Records for the exercise START

PR #205, opened 2015-10-14
DROOLS-733 - WebLogic test integration profile

sutaakar:
Changed controller URL as there cannot be 2 servlets with same url-pattern (also aligned to URL used in business central controller).

Please try it.
Ideas/improvements are welcome.

For running WebLogic profile you need to declare just profile and weblogic home, i.e.:
mvn clean install -Poracle-wls-12 -Dweblogic.home=/home/ksuta/wls/wls12130

### DIFF
--- a/kie-server-parent/kie-server-controller/kie-server-controller-test-war/pom.xml
+++ b/kie-server-parent/kie-server-controller/kie-server-controller-test-war/pom.xml
@@ -73,6 +73,19 @@
           </archive>
         </configuration>
       </plugin>
+      <plugin>
+        <groupId>org.apache.maven.plugins</groupId>
+        <artifactId>maven-compiler-plugin</artifactId>
+        <executions>
+          <execution>
+            <id>compile-sources</id>
+            <phase>compile</phase>
+            <goals>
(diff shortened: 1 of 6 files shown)


mrietveld:
Does this only impact the execution-server?

mswiderski:
yes, this is only for kie server

psiroky:
Yes, only kie-server for now. Once we tweak the configs and make sure everything is stable, we will do the same for kie-wb and kie-drools-wb as well.

mrietveld:
Okay, when you tweak the `kie-wb` and `kie-drools-wb`, please (obviously :) ) make sure that both the exec-server and workbench REST services work with the new configuration. Thanks!

psiroky:
@mrietveld just to clarify, we will probably need to tweak the Cargo config. There are no plans to touch the exec-server or workbech REST configs. I am assuming they are already work on WebLogic as they are being tested there.

Main purpose of these Cargo changes is to simplify the (local) testing on WebLogic.

mrietveld:
Ahh.. okay, thanks!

Records for the exercise END

Note which lines carry the word "profile" in the material, then copy each of them.

DROOLS-733 - WebLogic test integration profile
For running WebLogic profile you need to declare just profile and weblogic home, i.e.:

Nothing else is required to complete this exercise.